| What you need to do |
Using the records below, count the lines with "forward" in them. Give the number only.

(Dataset entries)
PR #152, opened 2018-06-11
[WIP] Use `sphinx_automodapi` to generate the API docs

barentsen:
We should consider switching to AstroPy's `sphinx-automodapi` module to auto-generate the API docs, because it will show class properties (implemented using the `@property` decorator) in a nice table called `Attributes Summary` alongside other attributes.  I can't figure out how to achieve this using `automodule`, and this is important because we use `@property` a lot.

...however `automodapi` is a bit funny in other ways. @mirca what do you think?


mirca:
I think this is the way forward! The inheritance diagrams are also working, which is a big plus.

mirca:
It would have been the way forward if I haven't messed up your branch, 😭

mirca:
@barentsen sorry about that! I made a backup branch with the original commits (#153). One solution would be to create a new branch, ``git checkout -b "use-automodapi-take-2" mirca/fix-my-mess``, and open another PR 😢

barentsen:
@mirca Hahahahaaaa RIP this PR.  😱💀👻

👻👻👻👻👻👻👻👻👻👻👻👻

mirca:
😭😭😭😭😭😭😭

PR #153, opened 2018-06-11
[WIP] Use `sphinx_automodapi` to generate the API docs

mirca:
This is a backup for PR #152, because I messed up @barentsen's branch.

@barentsen said:

> We should consider switching to AstroPy's sphinx-automodapi module to auto-generate the API docs, because it will show class properties (implemented using the @property decorator) in a nice table called Attributes Summary alongside other attributes. I can't figure out how to achieve this using automodule, and this is important because we use @property a lot.
> 
> ...however automodapi is a bit funny in other ways. @mirca what do you think?


barentsen:
@mirca I thought you fixed the failing travis test (caused by lightkurve.__version__ not being available pre-install) but the commit seems gone?

mirca:
@barentsen what do you think of this workaround?

Issue #154, opened 2018-06-11
Print a friendly error message when `interact()` is called from a Python shell (instead of a notebook)


barentsen:
See #127 for a user experience we want to improve.

mirca:
This has been fixed in #155

PR #155, opened 2018-06-11
Fixes issue #154

ssagear:
Prints an error message when 'interact()' is called in a shell


ssagear:
@gully The error message will say interact() must be run in Jupyter Notebook, but then the python shell hangs up and is difficult to exit

lightkurve/targetpixelfile.py
```diff
@@ -772,7 +772,14 @@ def update(cadence, log_stretch):
             else:
                 vert.update(line_alpha=0)
                 fig2_dat.data_source.data['image'] = [self.flux[0, :, :] * np.NaN]
-            push_notebook()
+            try:
+                push_notebook()
+            except AttributeError:
+                print('Interact tool must be run in a Jupyter Notebook.')
```
christinahedges: Let's use the new nifty logging feature instead of print statements. You should be able to do
```
log.error('Interact tool must be run in a Jupyter Notebook.\n')
```

instead of the print statements.

christinahedges:
Still need to get rid of that notebook and then we can merge! :D

christinahedges:
@barentsen let's merge this

barentsen:
:+1:

PR #159, opened 2018-06-12
Allow astropy Time objects to be retrieved from LightCurve

barentsen:
Over in #147, @christinahedges is proposing that we allow `timeobj` (`astropy.time.Time`) to be passed on to `KeplerLightCurve`, which would make it much easier to access time in a variety of formats, but it carries the problem that `lightcurve.time` and `lightcurve.timeobj` may become inconsistent.

As an alternative, I wonder if we should pass the `time_format` argument to any `LightCurve` object.  This would allow astropy `Time` objects to be generated dynamically at any time.  (See PR attached.)

The main drawback is that `time_format = 'bkjd'` or `time_format = 'bjd'` is not supported by astropy right now.  The conversion from `bkjd` to `bjd` is trivial, but the conversion from `bjd` to `jd` is not.  The correction is pre-computed and made available in the Kepler data products, but that is not necessarily passed on to a `LightCurve` object.

Any thoughts?


christinahedges:
Ok I've changed my mind, we shouldn't have timeobj be inherited. We should just use TIME and correct it to BJD by adding 2454833.0.

I'll undo this!

christinahedges:
I've updated #147 to remove the timeobj inheritance

barentsen:
@christinahedges I am happy with this now.  How do you feel about dealing with time as proposed in this PR now?

christinahedges:
Yeah this seems like a good way to deal with it. So long as astropy_time is never required or breaks my lightcurve when I want to initialize one without a frame

`lc = lightkurve.LightCurve(x, y, e)`

Shouldn't break.

barentsen:
@christinahedges Agreed!
@mirca How do you feel about these changes?

mirca:
This looks good to me! I like the name ``astropy_time`` :D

| Your response |
2